→ THE PROBLEM: From the listing below, copy each line that contains the word "this".

→ TASK DATA:
┄┄┄┄┄┄
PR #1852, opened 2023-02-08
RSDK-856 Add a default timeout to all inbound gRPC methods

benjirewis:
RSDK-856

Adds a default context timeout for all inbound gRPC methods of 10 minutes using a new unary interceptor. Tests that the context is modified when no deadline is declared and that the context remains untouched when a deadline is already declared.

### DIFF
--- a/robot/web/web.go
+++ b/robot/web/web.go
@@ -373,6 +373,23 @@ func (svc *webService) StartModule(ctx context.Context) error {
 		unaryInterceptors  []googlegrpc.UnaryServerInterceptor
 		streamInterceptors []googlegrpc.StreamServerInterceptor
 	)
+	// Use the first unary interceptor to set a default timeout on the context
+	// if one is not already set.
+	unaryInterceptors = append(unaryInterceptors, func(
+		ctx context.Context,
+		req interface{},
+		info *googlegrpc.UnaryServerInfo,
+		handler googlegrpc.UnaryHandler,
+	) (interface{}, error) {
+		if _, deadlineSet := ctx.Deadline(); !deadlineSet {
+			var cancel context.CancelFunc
┄┄┄┄┄┄
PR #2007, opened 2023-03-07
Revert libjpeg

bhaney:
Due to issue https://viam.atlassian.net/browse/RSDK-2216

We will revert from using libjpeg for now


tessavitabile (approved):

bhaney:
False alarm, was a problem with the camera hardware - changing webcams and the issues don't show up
┄┄┄┄┄┄
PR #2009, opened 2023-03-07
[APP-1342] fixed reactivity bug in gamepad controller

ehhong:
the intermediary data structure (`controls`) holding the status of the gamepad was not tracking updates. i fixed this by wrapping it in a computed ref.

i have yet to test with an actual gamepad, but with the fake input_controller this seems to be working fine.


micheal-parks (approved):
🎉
┄┄┄┄┄┄
→ ANSWER TO THE PROBLEM:
the intermediary data structure (`controls`) holding the status of the gamepad was not tracking updates. i fixed this by wrapping it in a computed ref.
i have yet to test with an actual gamepad, but with the fake input_controller this seems to be working fine.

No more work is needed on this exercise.